Busting Bureaucracy, for Good
If you want to win in a world of nimble, hungry upstarts, bureaucracy has to die. Young companies are bold, flexible and quick. Big companies, not so much. Research suggests that an excess of bureaucracy—too many layers and too many rules—costs OECD economies $9 trillion each year in lost economic output. Nevertheless, most struggle to imagine an alternative. Bureaucracy seems essential for achieving the control, coordination and consistency that allow large organizations to function. For decades that was true. Now it is not.
A growing number of vanguard companies are proving it is possible to buy the benefits of bureaucracy duty-free. On average, these post-bureaucratic trailblazers enjoy a 30-50% productivity advantage over their peers, and are far more fleet-footed. Svenska Handelsbanken, the world's most consistently profitable bank, has three management layers. Nucor, the highly innovative steel-maker has no central R&D and a head office of fewer than 100 individuals. Haier, a global leader in the appliance industry, has turned itself into a "platform" of 4,000 highly autonomous "micro-enterprises." Turns out you can be big and fast, efficient and supple, disciplined and courageous.
For more than a decade, Gary Hamel has been helping progressive-minded organizations "uninstall" bureaucracy. Doing so requires three things…
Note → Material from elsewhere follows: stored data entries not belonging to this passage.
PR #3326, opened 2017-10-24
Fix HID/serial re-connecting

### LINKED ISSUE #3325: Hundres of hidbridge failed to load messages
Hundreds of hidbridge failed to load, Error: No device connected console messages. 
Why is it not getting debounced?

```
hidbridge failed to load, Error: No device connected
51pxtlib.js:1398 hidbridge failed to load, Error: No device connected
pxtlib.js:1398 hidbridge failed to load, Error: No device connected
18pxtlib.js:1398 hidbridge failed to load, Error: No device connected
pxtlib.js:1398 hidbridge failed to load, Error: No device connected
47pxtlib.js:1398 hidbridge failed to load, Error: No device connected
```

mmoskal:
Fixes #3325

It also adds a loop that pings the device every few seconds, and only when the device fails to respond (most likely disconnected), it tries to re-connect.

### DIFF
--- a/pxtlib/hf2.ts
+++ b/pxtlib/hf2.ts
@@ -406,6 +406,13 @@ namespace pxt.HF2 {
             return this.talkAsync(HF2_CMD_READ_WORDS, args)
         }
 
+        pingAsync() {
+            if (this.rawMode)
+                return Promise.resolve()
+            return this.talkAsync(HF2_CMD_BININFO)
+                .then(buf => { })
+        }
+
         flashAsync(blocks: pxtc.UF2.Block[]) {
             let start = Date.now()
             let fstart = 0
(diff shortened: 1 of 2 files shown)


abchatra:
Does this needs to be in v0 as well?

pelikhan:
Probably since those changes have been integrated down.

abchatra:
@caitlin-hennessy can you port these to v0?

abchatra:
@mmoskal Can you port these? Might be easier for you as you did the original change.

caitlin-hennessy:
Thanks @mmoskal.  To clarify: I don't think these changes will affect microbit, since microbit doesn't actually use the initSerial() method in app.tsx.  However, it seems like they should go into v0 anyway for code consistency.

PR #3337, opened 2017-10-25
Remove 'at' directives from header text

ganicke:
- [x] Filter `@` directives just like routing tags `#` so they won't render.
- [x] Prefix heading text in `id=` tags for a complete ID. Will remove this is if it breaks something needed post render.

Fixes https://github.com/Microsoft/pxt-minecraft/issues/486

### DIFF
--- a/pxtlib/docsrender.ts
+++ b/pxtlib/docsrender.ts
@@ -436,11 +436,11 @@ namespace pxt.docs {
                 return '<li>' + text + '</li>\n';
             }
             renderer.heading = function (text: string, level: number, raw: string) {
-                let m = /(.*)#([\w\-]+)\s*$/.exec(text)
+                let m = /(.*)[#@]([\w\-]+)\s*$/.exec(text)
                 let id = ""
                 if (m) {
                     text = m[1]
-                    id = m[2]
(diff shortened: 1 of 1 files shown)


pelikhan:
This change will have to be imported in the backend.

pxtlib/docsrender.ts
```diff
@@ -436,11 +436,11 @@ namespace pxt.docs {
                 return '<li>' + text + '</li>\n';
             }
             renderer.heading = function (text: string, level: number, raw: string) {
-                let m = /(.*)#([\w\-]+)\s*$/.exec(text)
+                let m = /(.*)[#@]([\w\-]+)\s*$/.exec(text)
```
pelikhan: I don't think @fullscreen is meant to be a anchor ID. Can you explain your change?

ganicke: Just want ``@fullscreen`` to not show in doc view of tutorial page.

Currently it's like this:

```
<h2 id="introduction-fullscreen">Introduction @fullscreen</h2>
```
image

Is there a better solution?

ganicke: Oh, you mean the anchor ID stuff, sorry. I just noticed that the ID's of the routing tags are single work but now I get your point. I'll remove that concatenation.

PR #3338, opened 2017-10-25
AVR compiler fixes

mmoskal:


mmoskal:
This should be merged before it bitrots. Review anyone?

PR #3339, opened 2017-10-26
Close HF2 connection before reloading window

caitlin-hennessy:


webapp/src/app.tsx
```diff
@@ -1029,11 +1029,24 @@ export class ProjectView
...
-            if (!r) return;
-            this.reload = true; //Indicate we are goint to reload next.
-            workspace.resetAsync()
-                .done(() => window.location.reload(),
-                () => window.location.reload())
+            if (!r) return Promise.resolve();
+            if (hf2Connection) {
+                return hf2Connection.disconnectAsync()
+                .then(() => {
+                    this.reload = true; //Indicate we are going to reload next.
```
riknoll: Move this code block into a function so that it doesn't need to be duplicated below

abchatra: +1

caitlin-hennessy:
@riknoll Look better now?

riknoll:
What's with the commit from @microsoftsam?

pelikhan:
Isn't this fix required for Adafruit?

caitlin-hennessy:
@peli This PR should be deleted, it was redone here https://github.com/Microsoft/pxt/pull/3353

PR #3351, opened 2017-10-26
Close HF2 connection before reloading window (Cherry-pick pxt/pull/3339)

caitlin-hennessy:


webapp/src/app.tsx
```diff
@@ -939,6 +939,15 @@ export class ProjectView
         }
     }
 
+    resetWorkspace() {
+        this.reload = true;
+        return workspace.resetAsync()
```
pelikhan: you do not have to return anything here

caitlin-hennessy: Oh cool, fixed.

PR #3353, opened 2017-10-26
Clean PR for 'close hf2 before reloading'

caitlin-hennessy:


webapp/src/app.tsx
```diff
@@ -1029,11 +1038,13 @@ export class ProjectView
...
         }).then(r => {
-            if (!r) return;
-            this.reload = true; //Indicate we are goint to reload next.
-            workspace.resetAsync()
-                .done(() => window.location.reload(),
-                () => window.location.reload())
+            if (!r) return Promise.resolve();
+            if (hf2Connection) {
+                return hf2Connection.disconnectAsync()
+                .then(this.resetWorkspace.bind(this))
```
guillaumejenkins: You can use the arrow notation, `.then(() => this.resetWorkspace())`, to let the TypeScript compiler automatically set the correct `this` (notice the parentheses after `resetWorkspace()`)

Not required at all, but I find it more convenient than to bind it myself :)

• Motivation: Organizations get serious about busting bureaucracy when they start to measure its hidden costs. Every organization needs to calculate its BMI—"Bureaucracy Mass Index."
• Models: It's hard to begin a journey when you can't imagine the destination. Luckily, the post-bureaucratic pioneers help point us in the right direction.
• Migration: You don't build a post-bureaucratic organization with a grand, top-down change program. Instead, you must build migration paths by launching many small, yet radical, experiments designed to test and refine new, "post-bureaucratic" practices. The payoff: an organization that is flat, open and free.